■ Collected data entries:

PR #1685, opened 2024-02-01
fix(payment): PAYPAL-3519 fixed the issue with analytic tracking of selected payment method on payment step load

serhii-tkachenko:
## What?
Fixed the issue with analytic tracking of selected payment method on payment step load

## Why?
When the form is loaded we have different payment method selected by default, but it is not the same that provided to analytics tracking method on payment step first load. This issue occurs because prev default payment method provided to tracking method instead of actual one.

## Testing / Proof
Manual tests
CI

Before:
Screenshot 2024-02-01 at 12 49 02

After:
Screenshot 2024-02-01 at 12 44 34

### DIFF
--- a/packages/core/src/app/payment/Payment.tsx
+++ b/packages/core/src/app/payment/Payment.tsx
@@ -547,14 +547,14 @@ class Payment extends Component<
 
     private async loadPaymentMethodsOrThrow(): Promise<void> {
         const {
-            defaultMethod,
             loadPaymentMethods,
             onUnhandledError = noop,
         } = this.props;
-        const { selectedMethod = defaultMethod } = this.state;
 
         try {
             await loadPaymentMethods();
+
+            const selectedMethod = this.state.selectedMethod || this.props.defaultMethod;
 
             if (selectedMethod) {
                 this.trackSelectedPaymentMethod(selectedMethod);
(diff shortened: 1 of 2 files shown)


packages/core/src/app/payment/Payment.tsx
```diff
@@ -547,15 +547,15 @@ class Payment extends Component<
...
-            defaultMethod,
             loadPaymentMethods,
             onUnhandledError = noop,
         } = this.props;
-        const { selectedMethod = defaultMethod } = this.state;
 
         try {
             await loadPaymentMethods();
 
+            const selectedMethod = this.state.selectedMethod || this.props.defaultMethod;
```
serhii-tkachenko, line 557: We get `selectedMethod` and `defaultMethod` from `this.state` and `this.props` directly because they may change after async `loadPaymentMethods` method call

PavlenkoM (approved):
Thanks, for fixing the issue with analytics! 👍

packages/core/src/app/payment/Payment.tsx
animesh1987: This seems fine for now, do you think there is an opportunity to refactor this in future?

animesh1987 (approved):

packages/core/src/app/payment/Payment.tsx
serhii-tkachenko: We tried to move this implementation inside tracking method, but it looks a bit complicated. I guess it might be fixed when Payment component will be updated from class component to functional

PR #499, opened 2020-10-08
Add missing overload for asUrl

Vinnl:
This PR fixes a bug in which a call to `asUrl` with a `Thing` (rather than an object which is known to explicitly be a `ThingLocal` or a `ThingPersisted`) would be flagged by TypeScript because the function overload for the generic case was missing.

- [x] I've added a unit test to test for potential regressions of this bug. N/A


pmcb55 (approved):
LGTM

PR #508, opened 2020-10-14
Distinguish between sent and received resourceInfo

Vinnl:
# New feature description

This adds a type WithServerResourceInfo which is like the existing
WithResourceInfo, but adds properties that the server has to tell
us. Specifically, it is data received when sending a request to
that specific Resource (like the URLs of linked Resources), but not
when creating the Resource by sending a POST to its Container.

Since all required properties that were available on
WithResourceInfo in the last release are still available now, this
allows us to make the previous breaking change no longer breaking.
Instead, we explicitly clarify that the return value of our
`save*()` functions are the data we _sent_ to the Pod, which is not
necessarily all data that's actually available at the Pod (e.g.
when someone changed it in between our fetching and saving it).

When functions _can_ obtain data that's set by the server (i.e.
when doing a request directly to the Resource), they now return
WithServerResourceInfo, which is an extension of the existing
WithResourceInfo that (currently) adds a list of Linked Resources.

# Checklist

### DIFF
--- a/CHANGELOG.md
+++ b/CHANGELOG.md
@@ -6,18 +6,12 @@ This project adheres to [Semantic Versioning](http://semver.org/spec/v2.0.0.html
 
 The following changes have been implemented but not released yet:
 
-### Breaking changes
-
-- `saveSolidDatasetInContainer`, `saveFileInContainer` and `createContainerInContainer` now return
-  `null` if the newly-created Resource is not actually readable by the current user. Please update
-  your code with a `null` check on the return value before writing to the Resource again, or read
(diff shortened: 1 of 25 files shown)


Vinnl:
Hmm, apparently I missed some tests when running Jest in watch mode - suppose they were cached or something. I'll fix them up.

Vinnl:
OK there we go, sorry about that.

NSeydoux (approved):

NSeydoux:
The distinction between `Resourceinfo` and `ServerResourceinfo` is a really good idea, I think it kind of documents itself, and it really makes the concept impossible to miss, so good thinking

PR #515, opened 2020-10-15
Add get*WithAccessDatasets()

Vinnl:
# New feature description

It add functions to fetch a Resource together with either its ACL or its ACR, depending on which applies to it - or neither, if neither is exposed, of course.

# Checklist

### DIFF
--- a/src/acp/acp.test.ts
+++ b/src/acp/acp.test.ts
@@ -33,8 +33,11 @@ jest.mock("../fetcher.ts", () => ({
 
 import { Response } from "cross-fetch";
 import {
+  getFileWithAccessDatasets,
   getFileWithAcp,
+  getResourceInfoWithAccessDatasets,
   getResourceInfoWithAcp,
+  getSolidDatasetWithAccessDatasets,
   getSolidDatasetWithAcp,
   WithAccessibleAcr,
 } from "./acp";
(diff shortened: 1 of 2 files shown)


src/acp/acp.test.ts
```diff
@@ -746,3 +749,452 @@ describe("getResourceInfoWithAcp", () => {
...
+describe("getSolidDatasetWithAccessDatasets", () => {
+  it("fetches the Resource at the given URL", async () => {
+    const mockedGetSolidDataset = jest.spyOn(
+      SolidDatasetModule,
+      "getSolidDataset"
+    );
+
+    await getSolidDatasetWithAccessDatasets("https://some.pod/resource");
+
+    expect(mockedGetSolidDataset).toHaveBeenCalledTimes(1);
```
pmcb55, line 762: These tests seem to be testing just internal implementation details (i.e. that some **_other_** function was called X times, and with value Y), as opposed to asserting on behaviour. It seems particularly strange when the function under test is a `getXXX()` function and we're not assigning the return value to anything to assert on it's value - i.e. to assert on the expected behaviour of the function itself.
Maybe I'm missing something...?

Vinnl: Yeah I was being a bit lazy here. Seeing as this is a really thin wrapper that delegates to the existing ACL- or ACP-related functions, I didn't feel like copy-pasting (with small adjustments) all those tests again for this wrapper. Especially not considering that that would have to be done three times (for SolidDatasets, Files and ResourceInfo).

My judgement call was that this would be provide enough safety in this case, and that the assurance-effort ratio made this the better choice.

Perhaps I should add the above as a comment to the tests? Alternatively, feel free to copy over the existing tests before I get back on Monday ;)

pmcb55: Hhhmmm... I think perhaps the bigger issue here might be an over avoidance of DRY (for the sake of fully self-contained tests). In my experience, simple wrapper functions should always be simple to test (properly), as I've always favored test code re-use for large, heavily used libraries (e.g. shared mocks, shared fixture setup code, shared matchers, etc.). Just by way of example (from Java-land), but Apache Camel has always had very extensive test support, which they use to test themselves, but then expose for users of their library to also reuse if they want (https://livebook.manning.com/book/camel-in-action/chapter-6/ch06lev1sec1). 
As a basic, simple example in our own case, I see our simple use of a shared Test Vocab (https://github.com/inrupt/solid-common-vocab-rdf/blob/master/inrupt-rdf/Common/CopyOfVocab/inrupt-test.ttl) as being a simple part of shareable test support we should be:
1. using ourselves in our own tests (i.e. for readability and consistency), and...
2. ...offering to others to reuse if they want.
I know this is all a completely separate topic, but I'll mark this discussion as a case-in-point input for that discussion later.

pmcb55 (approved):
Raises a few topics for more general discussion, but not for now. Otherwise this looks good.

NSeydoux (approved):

...

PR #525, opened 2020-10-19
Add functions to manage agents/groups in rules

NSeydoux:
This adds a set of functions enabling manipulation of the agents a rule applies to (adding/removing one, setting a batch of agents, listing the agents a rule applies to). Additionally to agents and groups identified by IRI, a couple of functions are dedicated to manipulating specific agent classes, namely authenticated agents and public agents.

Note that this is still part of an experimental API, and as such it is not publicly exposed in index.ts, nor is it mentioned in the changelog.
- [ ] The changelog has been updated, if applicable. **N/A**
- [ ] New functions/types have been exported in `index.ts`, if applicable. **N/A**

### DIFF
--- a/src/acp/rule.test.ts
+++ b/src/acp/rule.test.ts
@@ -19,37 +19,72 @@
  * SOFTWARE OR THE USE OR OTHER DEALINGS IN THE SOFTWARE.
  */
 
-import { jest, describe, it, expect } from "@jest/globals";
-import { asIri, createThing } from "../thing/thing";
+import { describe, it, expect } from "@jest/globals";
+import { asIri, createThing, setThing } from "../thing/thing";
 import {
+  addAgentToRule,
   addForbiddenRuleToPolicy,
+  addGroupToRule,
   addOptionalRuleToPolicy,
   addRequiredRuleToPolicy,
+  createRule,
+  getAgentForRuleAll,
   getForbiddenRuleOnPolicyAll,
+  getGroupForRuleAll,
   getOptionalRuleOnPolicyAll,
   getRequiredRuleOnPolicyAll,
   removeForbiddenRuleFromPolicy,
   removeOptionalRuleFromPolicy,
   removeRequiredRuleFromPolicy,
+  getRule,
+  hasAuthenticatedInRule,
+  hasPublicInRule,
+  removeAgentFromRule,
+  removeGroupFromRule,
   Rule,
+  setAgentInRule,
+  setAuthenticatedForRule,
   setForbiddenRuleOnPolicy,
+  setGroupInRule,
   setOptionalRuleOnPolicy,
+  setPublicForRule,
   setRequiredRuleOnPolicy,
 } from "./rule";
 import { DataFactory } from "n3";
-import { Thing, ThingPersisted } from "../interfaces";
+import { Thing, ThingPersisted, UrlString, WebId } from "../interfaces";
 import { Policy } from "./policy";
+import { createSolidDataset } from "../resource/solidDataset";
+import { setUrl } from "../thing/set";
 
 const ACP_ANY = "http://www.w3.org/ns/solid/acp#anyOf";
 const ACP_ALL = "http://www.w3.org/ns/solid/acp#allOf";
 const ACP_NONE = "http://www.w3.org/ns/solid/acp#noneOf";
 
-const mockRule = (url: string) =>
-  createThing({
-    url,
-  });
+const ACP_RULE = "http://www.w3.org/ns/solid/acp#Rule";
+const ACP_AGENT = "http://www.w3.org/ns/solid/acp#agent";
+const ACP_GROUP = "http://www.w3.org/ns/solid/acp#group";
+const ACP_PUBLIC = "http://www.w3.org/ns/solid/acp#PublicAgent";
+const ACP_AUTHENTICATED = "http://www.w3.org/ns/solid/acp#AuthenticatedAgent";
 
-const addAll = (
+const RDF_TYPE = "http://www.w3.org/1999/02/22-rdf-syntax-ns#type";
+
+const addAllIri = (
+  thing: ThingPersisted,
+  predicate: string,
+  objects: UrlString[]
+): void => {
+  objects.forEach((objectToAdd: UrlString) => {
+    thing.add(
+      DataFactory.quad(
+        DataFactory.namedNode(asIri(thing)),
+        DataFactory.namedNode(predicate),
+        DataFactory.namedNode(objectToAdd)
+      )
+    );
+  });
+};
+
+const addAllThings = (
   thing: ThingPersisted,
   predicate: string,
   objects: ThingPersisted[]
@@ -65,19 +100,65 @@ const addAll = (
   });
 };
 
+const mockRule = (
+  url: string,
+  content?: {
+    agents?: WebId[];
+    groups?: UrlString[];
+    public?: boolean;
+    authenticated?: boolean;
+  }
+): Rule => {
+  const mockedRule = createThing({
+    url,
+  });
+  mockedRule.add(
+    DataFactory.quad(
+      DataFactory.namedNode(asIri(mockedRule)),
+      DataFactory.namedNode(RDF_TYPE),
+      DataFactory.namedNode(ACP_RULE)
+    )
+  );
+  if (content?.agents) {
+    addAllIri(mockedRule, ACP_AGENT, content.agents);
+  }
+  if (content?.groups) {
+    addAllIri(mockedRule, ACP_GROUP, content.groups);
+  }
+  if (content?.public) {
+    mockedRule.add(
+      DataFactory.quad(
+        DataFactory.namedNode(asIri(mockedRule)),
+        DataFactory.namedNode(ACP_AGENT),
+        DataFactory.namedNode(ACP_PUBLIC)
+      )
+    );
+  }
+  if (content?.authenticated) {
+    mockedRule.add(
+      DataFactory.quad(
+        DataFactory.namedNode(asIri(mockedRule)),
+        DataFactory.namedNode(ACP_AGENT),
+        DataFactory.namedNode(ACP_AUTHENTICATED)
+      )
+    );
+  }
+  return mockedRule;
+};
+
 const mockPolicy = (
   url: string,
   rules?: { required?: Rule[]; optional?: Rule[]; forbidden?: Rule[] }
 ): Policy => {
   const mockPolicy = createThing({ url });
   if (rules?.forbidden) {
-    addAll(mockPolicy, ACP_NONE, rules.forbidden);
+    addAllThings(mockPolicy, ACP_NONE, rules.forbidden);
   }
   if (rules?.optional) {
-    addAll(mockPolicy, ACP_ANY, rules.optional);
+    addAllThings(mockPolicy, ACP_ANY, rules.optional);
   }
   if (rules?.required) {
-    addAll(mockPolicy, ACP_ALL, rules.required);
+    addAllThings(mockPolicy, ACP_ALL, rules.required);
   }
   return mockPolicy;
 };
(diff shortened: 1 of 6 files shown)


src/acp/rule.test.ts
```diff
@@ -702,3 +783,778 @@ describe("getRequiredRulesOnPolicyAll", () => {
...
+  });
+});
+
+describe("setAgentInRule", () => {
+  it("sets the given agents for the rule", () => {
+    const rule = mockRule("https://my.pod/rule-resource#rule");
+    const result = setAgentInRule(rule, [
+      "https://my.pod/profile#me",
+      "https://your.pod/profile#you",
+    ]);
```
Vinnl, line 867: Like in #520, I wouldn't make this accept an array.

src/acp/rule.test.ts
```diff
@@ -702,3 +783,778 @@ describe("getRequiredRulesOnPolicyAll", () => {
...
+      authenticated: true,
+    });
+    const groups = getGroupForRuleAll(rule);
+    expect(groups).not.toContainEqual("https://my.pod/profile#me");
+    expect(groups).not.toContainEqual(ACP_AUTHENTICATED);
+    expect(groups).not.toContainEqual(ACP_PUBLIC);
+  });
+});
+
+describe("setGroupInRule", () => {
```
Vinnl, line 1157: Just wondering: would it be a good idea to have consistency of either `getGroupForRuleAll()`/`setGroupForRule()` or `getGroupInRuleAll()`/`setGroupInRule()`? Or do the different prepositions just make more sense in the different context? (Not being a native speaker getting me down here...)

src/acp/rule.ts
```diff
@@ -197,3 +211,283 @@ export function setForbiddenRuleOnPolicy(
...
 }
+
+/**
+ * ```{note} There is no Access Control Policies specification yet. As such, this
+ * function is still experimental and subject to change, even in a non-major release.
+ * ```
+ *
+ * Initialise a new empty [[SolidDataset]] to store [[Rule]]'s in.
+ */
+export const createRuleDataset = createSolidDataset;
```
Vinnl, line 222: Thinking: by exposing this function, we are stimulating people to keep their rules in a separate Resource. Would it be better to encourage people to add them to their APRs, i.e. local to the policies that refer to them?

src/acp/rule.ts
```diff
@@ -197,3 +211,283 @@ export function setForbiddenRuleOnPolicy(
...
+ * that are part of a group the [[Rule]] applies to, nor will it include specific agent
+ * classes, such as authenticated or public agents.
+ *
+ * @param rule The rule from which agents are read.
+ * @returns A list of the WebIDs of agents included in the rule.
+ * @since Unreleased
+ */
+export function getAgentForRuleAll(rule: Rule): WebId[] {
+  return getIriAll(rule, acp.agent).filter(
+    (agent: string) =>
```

---

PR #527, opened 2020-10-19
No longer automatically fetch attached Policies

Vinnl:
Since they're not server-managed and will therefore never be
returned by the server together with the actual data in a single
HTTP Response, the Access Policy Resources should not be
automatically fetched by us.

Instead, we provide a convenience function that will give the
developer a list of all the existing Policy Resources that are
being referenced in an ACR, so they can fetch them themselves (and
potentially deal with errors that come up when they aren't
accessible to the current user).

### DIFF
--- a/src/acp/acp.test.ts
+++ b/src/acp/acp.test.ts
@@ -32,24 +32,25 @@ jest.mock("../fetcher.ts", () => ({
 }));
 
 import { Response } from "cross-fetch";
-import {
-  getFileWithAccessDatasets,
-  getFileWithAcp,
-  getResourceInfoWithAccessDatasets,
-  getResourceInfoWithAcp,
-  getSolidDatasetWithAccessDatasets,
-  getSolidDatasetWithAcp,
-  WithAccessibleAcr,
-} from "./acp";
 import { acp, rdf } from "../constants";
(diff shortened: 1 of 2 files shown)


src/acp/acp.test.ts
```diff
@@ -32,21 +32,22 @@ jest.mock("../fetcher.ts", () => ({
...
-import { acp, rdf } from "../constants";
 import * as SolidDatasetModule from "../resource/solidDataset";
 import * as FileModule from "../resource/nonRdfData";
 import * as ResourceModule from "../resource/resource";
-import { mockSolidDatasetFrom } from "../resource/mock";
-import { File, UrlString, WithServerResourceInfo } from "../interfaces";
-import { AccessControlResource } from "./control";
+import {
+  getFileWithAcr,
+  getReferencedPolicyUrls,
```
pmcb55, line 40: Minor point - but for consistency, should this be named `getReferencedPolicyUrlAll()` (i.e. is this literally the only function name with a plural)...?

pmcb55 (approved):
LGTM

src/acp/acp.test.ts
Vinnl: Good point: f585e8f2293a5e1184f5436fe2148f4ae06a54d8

■ Exercise details: Wherever the string "mockPolicy" appears in the entries, copy that line.

■ Result below:
 const mockPolicy = (
   const mockPolicy = createThing({ url });
-    addAll(mockPolicy, ACP_NONE, rules.forbidden);
+    addAllThings(mockPolicy, ACP_NONE, rules.forbidden);
-    addAll(mockPolicy, ACP_ANY, rules.optional);
+    addAllThings(mockPolicy, ACP_ANY, rules.optional);
-    addAll(mockPolicy, ACP_ALL, rules.required);
+    addAllThings(mockPolicy, ACP_ALL, rules.required);
   return mockPolicy;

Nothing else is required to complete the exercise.